I nominate that beautiful Oliver the new guy posted! 47 Oliver hot rod tractor!!


----------



## ErnieS (Jun 1, 2011)

The Schlüter Super 1500 TVL is pretty impressive as well, but rules is rules.


----------



## DrBailey (Nov 14, 2004)

Here's my 70 IH,with live hydralics and rebuild engine
http://www.tractorforum.com/f272/garden-tractor-19209/


----------



## BelarusBulldog (Feb 19, 2011)

Beautiful tractor you have there DrBailey. All you have to do is add the registry address ( see rules ), and you're submission is good to go! Bye


----------



## DrBailey (Nov 14, 2004)

thanks , I will later today, I tryed twice last night, when I would get to the end , the form being filled out would disappear and go to home page. Maybe I was to tired and my fingers were out of control.

ok, I think I got it this time. is it ok?


----------



## jhngardner367 (Apr 5, 2011)

*Ford LGT165 1967*

Here's my entry.
http://www.tractorforum.com/f272/mine-now-18381/


----------



## Cublover (Feb 20, 2011)

DrBailey said:


> Here's my 70 IH,with live hydralics and rebuild engine
> http://www.tractorforum.com/f272/garden-tractor-19209/


After seeing yours. I think I will go drink beer and throw rocks at MINE!!


----------



## DrBailey (Nov 14, 2004)

Cublover said:


> After seeing yours. I think I will go drink beer and throw rocks at MINE!!


Thanks , but dont throw rocks at the lill Cub, they have character."and feelings" lol


----------



## Cublover (Feb 20, 2011)

DrBailey said:


> Thanks , but dont throw rocks at the lill Cub, they have character."and feelings" lol


I can pull off a second place in a 'two horse' show! As far as 'work' performed, my junk is in the running!
My stuff has to earn it's keep.


----------



## jhngardner367 (Apr 5, 2011)

I'd like to know how Drbailey mounted the duals!?


----------



## DrBailey (Nov 14, 2004)

jhngardner367 said:


> I'd like to know how Drbailey mounted the duals!?
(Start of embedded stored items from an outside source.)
PR #3678, opened 2023-09-08
Add and fix moderator scheduling checks

### LINKED ISSUE #3665: Moderator scheduling checks
There should be a scheduling check for moderators moderating when not available.

Also, for the current moderator check (which is about categories), it does not use the moderator label.

willgearty:
This adds a moderator availability scheduling check to the ajax scheduler and the scheduling checks page. It also fixes the moderator title for all checks in both of these places.

I also adjusted the coloration of the cells for the teacher/moderator availability checks to be based on the proportion of teachers that are unavailable (1/1 unavailable is the same color as 5/5 unavailable, which are both much darker than 1/5 unavailable).

Note, I also fixed the tab spacing in one of the files (hence why the diff looks like I changed a lot).

Fixes #3665.

### DIFF
--- a/esp/esp/program/modules/handlers/schedulingcheckmodule.py
+++ b/esp/esp/program/modules/handlers/schedulingcheckmodule.py
@@ -149,6 +149,10 @@ class SchedulingCheckRunner:
 
     # Update this to add a scheduling check.
     def all_diagnostics(self):
+        if self.p.hasModule("TeacherModeratorModule"):
+            two_classes_name = 'Teachers/' + self.p.getModeratorTitle().capitalize() + 's handling two classes at once'
+        else:
+            two_classes_name = 'Teachers teaching two classes at once'
         diags = [
             #Block Diagnostics
             ('lunch_blocks_setup', 'Lunch blocks'),
@@ -166,7 +170,7 @@ class SchedulingCheckRunner:
             ('unapproved_scheduled_classes', 'Classes which are scheduled but not approved'),
             #Teacher Diagnostics
             ('teachers_unavailable', "Teachers teaching when they aren't available"),
-            ('teachers_teaching_two_classes_same_time', 'Teachers teaching two classes at once'),
+            ('teachers_teaching_two_classes_same_time', two_classes_name),
             ('teachers_who_like_running', 'Teachers who like running'),
             ('hungry_teachers', 'Hungry teachers'),
             ('inflexible_teachers', 'Teachers with limited flexibility'),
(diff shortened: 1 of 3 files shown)


esp/esp/program/modules/handlers/schedulingcheckmodule.py
```diff
@@ -142,104 +142,106 @@ def _getLunchByDay(self):
...
+            ('capacity_by_category', 'Total capacity in each block by category'),
+            ('classes_by_grade', 'Number of classes in each block by grade'),
+            ('capacity_by_grade', 'Total capacity in each block by grade'),
+            ('admins_teaching_per_timeblock', 'Admins teaching per timeslot'),
+            ('multiple_classes_same_resource_same_time', 'Double-booked resources')
+        ]
+        if self.p.hasModule("TeacherModeratorModule"):
+            diags.extend([
+                ('unavailable_moderators', self.p.getModeratorTitle() + "s helping when they aren't available"),
+                ('mismatched_moderators', self.p.getModeratorTitle() + 's with category mismatches'),
```
kkbrum, line 184: Could you capitalize the first letter for both of these checks?

esp/templates/program/modules/ajaxschedulingmodule/ajax_scheduling.html
```diff
@@ -233,6 +233,8 @@ <h3>Class Filters</h3>
                         <br />
                         <input type="radio" name="scheduling-checks" value="num_both" id="scheduling-checks-num_both"></input><label for="scheduling-checks-num_both"> Number of Teachers and {{ program.getModeratorTitle }}s</label>
                         <br />
+                        <input type="radio" name="scheduling-checks" value="mod_unavailable" id="scheduling-checks-mod_unavailable"></input><label for="scheduling-checks-mod_unavailable"> Unavailable {{ program.getModeratorTitle }}s</label>
+                        <br />
                         <input type="radio" name="scheduling-checks" value="mod_cats" id="scheduling-checks-mod_cats"></input><label for="scheduling-checks-mod_cats"> {{ program.getModeratorTitle }}s with Mismatched Categories</label>
```
kkbrum, line 238: can we capitalize the first letter of the moderator title in these final four checks as well?

kkbrum (changes requested):
I think this looks good so far. There is an edge case of when someone is moderating and teaching at the same time. The checks show that there is a teacher teaching when they aren't available, but the moderator check does not show an issue. I actually think neither of these should show an issue and that it should show the issue under double booked teachers (it doesnt). Perhaps we also want to add a double booked moderator check, or just include them in the double booked teacher check (my preference, i think).

willgearty:
Thanks for the great comments, @kkbrum! I believe I've addressed all of them. Teacher and moderator availability checks now skip the other availabilities, while the double-booked check now covers both.

kkbrum (approved):

PR #3686, opened 2023-10-04
Add ability to enable/disable contact form

### LINKED ISSUE #2303: Allow removing contact form
In order to avoid spam, we should have an option to remove the contact form in favor of emailing the chapter directly.  This can be tag-controlled so chapters can choose whether to use it.

*Original description:*

We're in the 21st century, we should have a captcha in our contact form to prevent spam from non-humans.
And yes, this is coming from experience (somehow we are getting 5 forms submitted every minute by some chinese bot, even after overriding the template).

I'd imagine it would be fairly easy to use an optional tag to implement one (at least through Google, it requires a domain-specific key).

willgearty:
This adds a tag that allows admins to enable the contact form (the form is now disabled by default). If the form is disabled, the URL now redirects to /contact.html (before POSTs are processed). Since this page didn't exist before (most chapters make their own QSD page), I've now added a default page for this URL. If chapters already had QSD set for this page, it should be used instead. While I was at it, I cleaned up my previous implementation of the default FAQ page (#3174). Both of these pages now properly show various theme and admin toolbar bits that were previously missing.

Fixes #2303 (finally).

### DIFF
--- a/esp/templates/contact_qsd.html
+++ b/esp/templates/contact_qsd.html
@@ -6,12 +6,13 @@
 {% block content %}
 
 {% load render_qsd %}
+{% load getTag %}
 
 {% inline_qsd_block "contact" %}
 
 <p>
-For general communication, please email us at <b><a href="mailto:{{ settings.DEFAULT_EMAIL_ADDRESSES.default }}">{{ settings.DEFAULT_EMAIL_ADDRESSES.default }}</a></b>.
 Before contacting us with a question or concern, please check our <b><a href="/faq.html">FAQ page</a></b>.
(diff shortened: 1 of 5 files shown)


esp/templates/contact_qsd.html
```diff
@@ -0,0 +1,18 @@
...
+{% block content_title %}Contact Us{% endblock %}
+
+{% block content %}
+
+{% load render_qsd %}
+
+{% inline_qsd_block "contact" %}
+
+<p>
+For general communication, please email us at <b><a href="mailto:{{ settings.DEFAULT_EMAIL_ADDRESSES.default }}">{{ settings.DEFAULT_EMAIL_ADDRESSES.default }}</a></b>.
```
kkbrum, line 13: if the contact form is enabled, should we have a link to it on this default page??

hwatheod (approved):
Thank you for doing this.

PR #3688, opened 2023-10-06
Add validation for JSON-formatted tags

### LINKED ISSUE #2084: Validate JSON tags on save
If a tag needs to have valid JSON data, we may want to try validating that on save.  There are a bunch that, when misconfigured, can break the site in not-entirely-obvious ways.

willgearty:
This adds validation to all existing tags that require a JSON-formatted string (if they are set through the tag settings interface).

Fixes #2084.

### DIFF
--- a/esp/esp/tagdict/__init__.py
+++ b/esp/esp/tagdict/__init__.py
@@ -2,10 +2,22 @@ from collections import OrderedDict
 from django import forms
 from django.forms import widgets
 from django.core.validators import RegexValidator
+from django.core.exceptions import ValidationError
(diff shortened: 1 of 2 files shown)


kkbrum (commented):
The red alert box at the top of the tag settings pages that says "Please be aware that these settings can be very sensitive and there are currently no warnings or blocks in place to prevent you from providing incorrect values" isn't technically correct now-- should we change "no warnings" to "few warnings"?

hwatheod (approved):
Ideally there would be more specific validation for each tag, but this is good for now.

PR #3691, opened 2023-10-18
Fix cats and flags links on program settings page

### LINKED ISSUE #3689: Links to editing categories and flags are wrong on manage program settings page
Links to editing categories and flags from manage program settings are both out of date.

The relevant code is here: https://github.com/learning-unlimited/ESP-Website/blob/e71c3b4196f5a2ab7f982b33b3495bec09b1c67d/esp/esp/program/models/__init__.py#L263 and https://github.com/learning-unlimited/ESP-Website/blob/e71c3b4196f5a2ab7f982b33b3495bec09b1c67d/esp/esp/program/models/__init__.py#L267.

The correct link is /manage/catsflagsrecs/ for both, i believe.

kkbrum:
Fixes #3689

### DIFF
--- a/esp/esp/program/models/__init__.py
+++ b/esp/esp/program/models/__init__.py
@@ -260,11 +260,11 @@ class Program(models.Model, CustomFormsLinkModel):
                          'the documentation</a> for details.')
     class_categories = models.ManyToManyField('ClassCategories',
                                               blank=True,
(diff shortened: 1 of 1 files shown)


willgearty (changes requested):
I believe the additional /categories or /flagtypes is meant to open the specific collapsed div, so it might be good to add those back in (if they still work).

PR #3692, opened 2023-10-27
Hide empty categories in the catalog

### LINKED ISSUE #3661: Empty categories shown when filtering class catalog
From @willgearty: "When filtering classes, if a category is empty it is still shown (with a big white gap between it and the next category). Is this the desired behavior? Or would we prefer to hide empty categories? I suppose this shouldn't happen to often (I filtered a dev5 catalog to only 1hour 20 min classes and they are all in a separate category from the shorter classes)"

willgearty:
This hides any empty categories in the catalog (more relevant now thanks to the filtering implemented in https://github.com/learning-unlimited/ESP-Website/pull/3632) provided the new tag is set to True (the default). If a category is hidden, the corresponding category link at the top is disabled and faded.

I didn't check it, but I believe this should also work for the `/fillslot` student registration pages.

Fixes #3661.

### DIFF
--- a/esp/public/media/scripts/program/modules/catalog.js
+++ b/esp/public/media/scripts/program/modules/catalog.js
@@ -1,0 +1,169 @@
+// Inject difficulty data from the tag to support custom difficulties
+const DIFFICULTIES = INJECTED_DIFFICULTIES !== "None" 
+    ? JSON.parse(INJECTED_DIFFICULTIES)
+    : [
+        ["*", "This Shouldn't Appear!"],
+        ["**", "This Shouldn't Appear!"],
+        ["***", "This Shouldn't Appear!"],
+        ["****", "This Shouldn't Appear!"]
+    ];
+
+const MODIFIED_COLOR = "#0066ff22";
+
+const FILTER_IDS = ["grade_filter", "difficulty_filter", "status_filter", "duration_filter"];
+
+/**
+    Converts from hours to a formatted duration (eg. "0.05" -> "5 mins", "1.5" -> "1 hour 30 mins")
+    @param {string} numString - a duration as a float in a string (eg. "0.05")
+    @returns {string} the formatted time (eg. "1 hour 30 mins")
+*/
+function floatToFormattedTime(numString) {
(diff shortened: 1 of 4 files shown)


esp/public/media/scripts/program/modules/catalog.js
```diff
@@ -0,0 +1,169 @@
...
+    ];
+
+const MODIFIED_COLOR = "#0066ff22";
+
+const FILTER_IDS = ["grade_filter", "difficulty_filter", "status_filter", "duration_filter"];
+
+/**
+    Converts from hours to a formatted duration (eg. "0.05" -> "5 mins", "1.5" -> "1 hour 30 mins")
+    @param {string} numString - a duration as a float in a string (eg. "0.05")
+    @returns {string} the formatted time (eg. "1 hour 30 mins")
```
AlpacaFur, line 18:
```suggestion
    Converts from hours to a formatted duration (eg. "0.05" -> "3 mins", "1.5" -> "1 hour 30 mins")
    @param {string} numString - a duration as a float in a string (eg. "0.05")
    @returns {string} the formatted time (eg. "1 hour 30 mins")
```

Just realized I had made a small typo here before :)

esp/templates/program/modules/studentclassregmodule/catalog.html
```diff
@@ -108,166 +116,6 @@ <h2 style="text-align: center;">
...
-function configure_addbuttons()
-{
-    {% if register_from_catalog %}
-    //  Registration from the catalog is allowed
-    $j("input.addbutton").show();
-    {% endif %}
-}
-$j(document).ready(configure_addbuttons);
-</script>
+<script type="text/javascript" src="/media/scripts/program/modules/catalog.js"></script>
```
AlpacaFur, line 119: Good call, I should have done this in my PR because this is prob too much JS to inline.

AlpacaFur (approved):
Looks good to me! Didn't have enough time to run locally but all the changes that touched the code I worked on make sense 👍

kkbrum (approved):

PR #3696, opened 2023-11-08
Reset and remove optional fruitsalad variables

### LINKED ISSUE #3674: Add ability to remove/reset optional variables in fruitsalad

willgearty:
This adds the following functionality to the theme editor:

- Added a "Reset Color" button next to each color chooser

And when optional variables are included (I believe this is just for the fruitsalad theme atm):

- Added a "Remove Variable" button next to the new "Reset Color" buttons which removes the entire variable from the form
- Made it so you can't add a variable that already exists in the form

I've checked and the addition and removal of variables is saved whenever you press the "Test" submission button.

image

Fixes #3674. Supersedes #3675.

### DIFF
--- a/esp/esp/themes/controllers.py
+++ b/esp/esp/themes/controllers.py
@@ -227,39 +227,11 @@ class ThemeController(object):
 
         return results
 
-    def compile_css(self, theme_name, variable_data, output_filename):
+    def compile_less(self, less_data):
         #   Hack to make things work on Windows systems
         INCLUDE_PATH_SEP = ':'
         if os.name == 'nt':
             INCLUDE_PATH_SEP = ';'
-
-        #   Load LESS files in order of search path
-        less_data = ''
-        for filename in self.get_less_names(theme_name):
-            less_file = open(filename)
-            logger.debug('Including LESS source %s', filename)
-            less_data += '\n' + less_file.read()
-            less_file.close()
-
-        if themes_settings.THEME_DEBUG:
-            # TODO(benkraft): should this and its friend below get removed now?
-            # I think they're the last users of THEME_DEBUG.
-            tf1 = open('debug_1.less', 'w')
-            tf1.write(less_data)
-            tf1.close()
-
-        #   Make icon image path load from the CDN by default
-        if 'iconSpritePath' not in variable_data:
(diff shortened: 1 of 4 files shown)


kkbrum (changes requested):
This is great! When I add optional accent variables, could the first color that shows up be the default color? I get black for all of them instead of the default. Also, if I reset the button or tab colors, I also get black. I'd rather it reset to the default, which I don't believe is black.

willgearty:
@kkbrum I'm not quite sure what you mean by the "default" color. Do you mean the first color in the palette (in which case the default for all of them would be the same)? Or do you mean the color that the variable is normally set to (in which case the default may be different for each variable)?

kkbrum:
I think it should start as the color that the variable is automatically set to if it is not included as an optional variable. So it's different for each one. Then you can see the current color when you add it as a variable so you know you're working on the right thing and have a good baseline for the color. And then can reset it to that as well.

willgearty:
OK, I've made it so that when you add a new variable, the initial color is the default color. And, whenever you reset one of these variables (plus the other variables, including the rounding_radius), it resets to whatever the default color/value is.

kkbrum (commented):
Thanks! I like this a lot. I have two comments below, which you can address if you want to or if it seems easy, but I'm okay with approving the PR as it is.
1. It would be cool if when you have already added an optional variable, it no longer showed up in the dropdown list of variables that can be added.
2. The reset to default for the accent colors currently gives the right defaults if the fruitsalad tab colors have not been changed from their defaults. I think it would be slightly better if the reset to default for the accent gives the default "%" increase applied to the currently configured tab colors, which may be different than the default tab colors.

willgearty:
OK, the recent commit does #1 (great suggestion), but I don't think I'll implement #2 because I want the "Reset Color" buttons to all do the same thing (reset to the theme default).

kkbrum (approved):

PR #3551, opened 2022-08-12
Add contact info to templates

kkbrum:
Fixes #1121

PR #3697, opened 2023-11-17
Make contact info more editable/hidable

### LINKED ISSUE #2156: Made the list of links in the fruitsalad top bar editable
Some chapters don't want to have an FAQ.  We could just handle this like the FB link.

### LINKED ISSUE #3611: Make contact info hideable
#3551 added the chapter's contact info to all themes. However, while this is customizable on fruit salad (I think?), it is not customizable on other themes (e.g., bigpicture). It would be great if chapters could specify which (if any) of the contact info is shown in these new areas.

Requested by Stanford.

willgearty:
This takes the contact info sections that were added in #3551 and adds a bunch more flexibility to make them fully customizable. This includes being able to hide everything (except for floaty, but who even uses that theme), adding and removing custom contact info links, and adding and removing the FAQ and facebook links (to eventually move to just the custom links). I skipped the barebones theme because no one uses it AND because it's supposed to be _barebones_.

While I was at it, I fixed the styling of /themes/setup and fixed the caching of the logo images on /themes/.

Fixes #3611. Fixes #2156.


willgearty:
Thanks @kkbrum. Those two fields are no longer required and adding a contact link will now add the default link.

kkbrum (approved):

Issue #3625, opened 2023-03-08
Theme editor help text


kkbrum:
Some of the help texts on the theme editor page don't really make sense given the selected theme. There should be more helpful text on the editor page that is relevant to the current theme so that admins can more easily anticipate the effect of each of the customizable variables.

willgearty:
bibpicture and fruitsalad were done in https://github.com/learning-unlimited/ESP-Website/pull/3705

PR #3705, opened 2024-01-05
Theme help

kkbrum:
This fixes some things (some of the custom variables weren't being used fully in all the themes) and adds help text that is specific to the themes. This completes #3625 for big picture and fruitsalad and starts it for circles.

### DIFF
--- a/esp/esp/themes/theme_data/bigpicture/less/variables.less
+++ b/esp/esp/themes/theme_data/bigpicture/less/variables.less
@@ -1,2 +1,2 @@
-@identityBlue: #1C1953;
-@highlightOrange: #FF8000;
+@accent1: #FF8000;
+@accent2: #1C1953;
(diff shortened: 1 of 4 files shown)


esp/esp/themes/theme_data/bigpicture/less/variables.less
```diff
@@ -1,3 +1,2 @@
 @identityBlue: #1C1953;
-@highlightOrange: #FF8000;
-@pale: #f8f8f8;
\ No newline at end of file
+@highlightOrange: #FF8000;
```
willgearty, line 2: Can we rename these to something a little more descriptive? (then we won't need as much help text below)

willgearty (changes requested):
Looks great, just one suggestion!

esp/esp/themes/theme_data/bigpicture/less/variables.less
willgearty: In hindsight, we might not be able to reduce the help text too much, but I think changing the names is still useful.

willgearty (approved):

PR #3707, opened 2024-01-08
Adding "how did you hear about us" to user reg flow

matho-o:
Added new question to user reg flow. New model ESPUserData created to store response.


matho-o (commented):
tested on local

PR #3719, opened 2024-02-14
Improve theme customizability, increase relevancy of theme editor to current theme

### LINKED ISSUE #3625: Theme editor help text

kkbrum:
Fixes #3625. Removes some unused variables, renames some for clarity, makes button types have consistently editable colors across themes, makes theme editor more theme-specific by removing irrelevant variables and adding some text. A few other little things.


willgearty (changes requested):
This all looks and works great, @kkbrum, thanks! Just one comment that needs addressing.

PR #3720, opened 2024-02-16
Sign up text color and padding in fruitsalad

### LINKED ISSUE #3716: "Sign up" text in the top right of fruitsalad is no longer visible when logged out
I think I accidentally made it use the same accent color as the background of that button...

kkbrum:
Fixes #3716


willgearty (approved):
Works great, thanks!

PR #2493, opened 2022-02-10
secure pilot mgmt admin interface

heaversm:
secure pilot mgmt admin interface by creating a hashed admin list and checking against it when accessing the mgmt interface

**note:** if you want to develop locally and generate a new list, you will need to first be on the list (myself, @groovecoder, or @toufali  right now). You will also need to either make a new list, or get the `removal-admins.txt` file from me.


controllers/user.js
```diff
@@ -1813,6 +1812,46 @@ async function createRemovalHashWaitlist(req, res) {
   });
 }
 
+async function createRemovalHashAdminList(req, res) {
```
groovecoder, line 1815: We can probabaly just get rid of this whole create-a-file step. We could add a single env var:
```
REMOVAL_ADMINS=26bb92cc8f4c7be7ea2adb4611fd713358eaf128,12eeb998fe0c7600b3a3aacf518aa760b1dbd775,df79383a705df15058f290aad1bb0f4c382a81ec
```

removal-waitlist.js
```diff
@@ -7,6 +7,12 @@ async function getHashedWaitlist() {
   return hashedWaitlistArray.toString().split("\n");
 }
 
+async function getHashedAdminList() {
+  const hashedAdminList = await readFile("hashed-admin-list.txt", "binary");
+  return hashedAdminList.toString().split("\n");
```
groovecoder, line 12: If we pull the admin hashes from an env var, this code can become:
```suggestion
  const hashedAdminList = AppConstants.REMOVAL_ADMINS;
  return hashedAdminList.toString().split(",");
```

groovecoder: Though now that I think about, if we put them list of admins in an env var, there's no need to hash them anymore either.

groovecoder (approved):
Approved, but now that I see it coded out, I realize it might be simpler (if the list is small) to just move the list of admins into an env var like `REMOVAL_ADMINS`, and then check that? It eliminates the need to create & maintain another hash list file.

PR #2502, opened 2022-02-17
remove pilot ending banner

heaversm:
to resolve issue with adding additional emails.

Requiring the `user` controller within `hbs-helpers` was causing some sort of load order issue, in which `const EmailUtils = require("../email-utils");` within the `user` controller was resolving as `undefined`. I'm not quite sure why that was happening, but for now, this pull request removes that banner altogether, as well as the code in the helper which was requiring the user controller.

We will need to come up with a method of showing a "pilot ending" banner sometime before April, but for now, pushing this PR to prevent further user issues with adding additional emails.

### DIFF
--- a/controllers/user.js
+++ b/controllers/user.js
@@ -1338,17 +1338,6 @@ function getPilotGroup(user) {
   return removalPilots[0];
 }
 
-function checkIfRemovalPilotEnding(user) {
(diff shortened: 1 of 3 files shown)


maxxcrawford (approved):
Works as expected for a normal (non-Kanary) account. Thanks!

PR #2508, opened 2022-03-04
Update breach logos on Kanary main branch

maxxcrawford:
Updated the /logos folder with what's on `main` for the Kanary branch.


pdehaan:
I admit that I'm a bit confused here... Many of these are going FROM 150x150 to larger and non-square sizes (which seems like the opposite direction).

pdehaan (changes requested):
Yeah, no.

PR #2513, opened 2022-03-17
Add CDEK logo

codemist:
Preview:
CDEK


pdehaan (approved):
Yep. It's a logo!
150&times;150px, and a svelte 1.8 kB.

Rebased onto **main** branch.

pdehaan:
Verified on prod.
Screen Shot 2022-03-17 at 1 36 25 PM

Breach is [`IsVerified=false`](https://haveibeenpwned.com/api/v3/breach/CDEK), which means I don't think it appears in https://monitor.firefox.com/breaches.

PR #2520, opened 2022-03-25
add kanary pilot offboarding flow

toufali:


heaversm:
Really simple, clean approach! Seems like then there will be no "activation date" for the banner, you'll just push this code live, and manually change the group from `1` to `2` in the `showRemovalEndingBanner` at the appropriate date?

I know Setareh had mentioned she'd ideally like this on all pages for pilot participants (most important would probably be the regular monitor dashboard), but maybe y'all decided otherwise since I've been out. 

As far as testing you could manually update the DB for the folks who need to test like Setareh - you can use any (imaginary) KID and set the `removal_enrolled_time` to a timestamp that works to either trigger (e.g. 2022-01-20 22:22:50.712+00) or not trigger (2022-01-20 22:22:50.712+00) the banner.

Let me know if you need the latest waitlist.txt file.

heaversm (approved):

PR #2524, opened 2022-04-05
add CSAT banner

toufali:


public/js/monitor.js
```diff
@@ -326,82 +326,82 @@ function recruitmentLogic() {
...
+//               "hitCallback": window.location.href = relayCta.href,
+//             });
+//           }
+//           return;
+//         }
+//         ga("send", "event", "Waitlist Test", "Engage", relayCta.dataset.analyticsLabel);
+//       });
+//     });
+//   }
+// }
```
groovecoder, line 404: question: Should we just go ahead an remove this code? Or stash it in a .js file that isn't used or referenced?

public/js/monitor.js
```diff
@@ -510,6 +510,35 @@ async function initVpnBanner() {
...
+
+  function handleEvent(e) {
+    const ttl = new Date();
+    ttl.setDate(ttl.getDate() + 90);
+    document.cookie = "csatHidden=1; path=/; sameSite=Lax; expires=" + ttl.toUTCString();
+
+    switch (e.target.name) {
+      case "csat-close-btn":
+        csatBanner.toggleAttribute("hidden", true);
+        csatBanner.removeEventListener("click", handleEvent);
```
groovecoder, line 528: question: could we add an event for `CSAT banner` `close` so we can keep track of how many `close` events we're getting compared to `submit` events?

template-helpers/hbs-helpers.js
```diff
@@ -54,6 +54,22 @@ function recruitmentBanner(args) {
...
 }
 
+function showCsatBanner(args) {
+  const signupDate = args.data.root.req.session.user?.created_at;
+
+  if (!signupDate) return; // don't show if user is not logged in or not signed up
+
+  if (args.data.root.req.cookies.csatHidden) return; // don't show if user closed banner
+
+  if (Date.now() - Date.parse(signupDate) < 604800000) return; // don't show if sign-up is less than 7 days old
```
groovecoder, line 64: nit: I find `7 * 24 * 60 * 60 * 1000` a bit more obvious for timestamp delta values.

views/partials/header/header.hbs
```diff
@@ -1,7 +1,8 @@
     {{> vpn-banner }}
     <header id="header" class="{{ addUpgradeClasses }}">
       {{{ recruitmentBanner }}}
-      {{{ microsurveyBanner }}}
+      {{!-- {{{ microsurveyBanner }}} --}}
```
groovecoder, line 4: IIRC we're replacing ALL the micro surveys with this single CSAT? We can probably just remove this line and the corresponding microsurvey logic completely?

groovecoder (approved):
post-merge approval with just some comments.

public/js/monitor.js
toufali: Yeah... I was saving it in order to follow the crumbs and delete all server-side portions of it post-data-removal pilot... I _think_ it might be tied in to a reused route in the pilot, and didn't want to deal with merge conflicts.  I could certainly add a "TODO"... 😬

public/js/monitor.js
toufali: This was added but then removed to avoid complicating the result set.  It's not a good measure of how many people dismiss the survey, because they can just scroll past.  Also, a naive approach would have tracked closing the banner _after_ form submission, as well as before – making the metric even less useful.

template-helpers/hbs-helpers.js
toufali: True.  I threw it in the comment, to be even _more_ obvious/annoying 😅 Don't have much of a preference either way

views/partials/header/header.hbs
toufali: yes.  Since microsurvey has nothing to do with the current pilot, this would be a good opportunity to de-clutter.  I'll add in a separate PR (possibly along with the signup code above)

PR #2526, opened 2022-04-06
remove micro-survey banner

toufali:


groovecoder (approved):
Looks good. Question: should we also remove the `micro-survey-*` messages from `locales/en/app.ftl` so new translators don't needlessly translate the response strings? I forget what the current best-practice is for removing un-used strings. @flodolo ?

 It was just a spacer kit with lug nuts that I bought on e-bay. they cost around 100 dollars,best I can remember. I dont know how they wouls hold up with rough plowing.
They are made of good metal.


----------



## kau (Sep 15, 2003)

Voting is now open!


----------



## Vo2et (Nov 19, 2011)

*Sorry, didn't realize five entries were in...*

will be more attentive next month!


----------



## wjjones (May 28, 2010)

Vo2et said:


> will be more attentive next month!



Yep you can re-enter next month for December.....


----------



## Thomas (Nov 1, 2006)

I pull the level.edro:


----------



## alnmarg (Nov 11, 2011)

PaulMN said:


> OK, for tractor of the month. Still love the style of that great tractor, and it was ahead of it's time. Wish I had one...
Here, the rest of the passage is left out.